1996 aircraft accident in Ecuador

Millon Air Flight 406 was an international cargo flight from Manta, Ecuador, to Miami, Florida. On October 22, 1996, the Boeing 707 crashed shortly after takeoff from Manta Airport, killing all four people on-board and 30 more people on the ground.

== Aircraft ==
The Boeing 707-323C (N751MA) involved in the accident was built in 1967 with serial number 19582 and was delivered to American Airlines on October 27. It was sold to Millon Air in October 1989. N751MA was involved in at least two previous incidents. The first was in 1995, when an engine failed 35 minutes after takeoff. On February 22, 1996, about eight months before the accident, the plane lost hydraulic fluid while en route from Manaus, Brazil to Miami. The aircraft landed at Miami International Airport with its nose landing gear retracted. According to Federal Aviation Administration (FAA) records, the aircraft was in poor condition with corrosion and cracks.

== Accident ==
The aircraft captain, Erwin Roedenbeck, had been working for Millon Air for three years and was also qualified as a flight instructor. Also on board was 23-year-old first officer, Henry Ripoll, 30-year-old flight engineer Ernesto Enciso, and a loadmaster. Flight 406 was loaded with cargo, including frozen fish.

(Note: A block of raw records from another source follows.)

PR #2695, opened 2025-01-30
[test_operator][tobiko.conf] ubuntu section replaced with advanced_vm

eduolivares:
Section ubuntu from tobiko.conf file has been replaced with advanced_vm. Coming soon: ubuntu images will be replaced with fedora images.


eduolivares:
recheck

lewisdenny (changes requested):
Hey @eduolivares could you please provide some context for this change for people that are not familiar with Tobiko?

Is there a change in Tobiko you can link to for example.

At 21:44 CDT, Flight 406 took off from Runway 23. The aircraft quickly lost altitude and struck the La Dolorosa Catholic church's bell tower. The aircraft then crashed into a residential area near the airport and exploded, scattered debris over dozens of homes. The accident killed all four people on board along with at least 24 (or 30) people on the ground, including a priest from the church. 50 people were also injured.

== Investigation ==
Ecuador's Civil Aviation Authority investigated the accident with assistance from the National Transportation Safety Board, Federal Aviation Administration (FAA), Boeing, and Pratt & Whitney. Investigators ultimately determined that the cause of the accident was an engine failure.

Miami-based Millon Air had several maintenance violations. It was issued more than 50 warnings from the FAA during some ten-year period, and paid $49,000 in fines. A year earlier, a Douglas DC-8-54F leased to Faucett Perú crashed in Guatemala City, killing six people. After the accident, Millon Air ceased operations voluntarily.